• What to do
Copy the following listing word for word.

======

PR #868, opened 2017-08-16
Fix batch delete param

dora-korpar:
batchDelete expects the first param to be an array, but was being passed an object, which caused misleading orphan keys to not be deleted if the completedHash did not match.

Addresses JIRA S3C-709


dora-korpar:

======

• Task answer
PR #868, opened 2017-08-16
Fix batch delete param

dora-korpar:
batchDelete expects the first param to be an array, but was being passed an object, which caused misleading orphan keys to not be deleted if the completedHash did not match.

Addresses JIRA S3C-709


dora-korpar:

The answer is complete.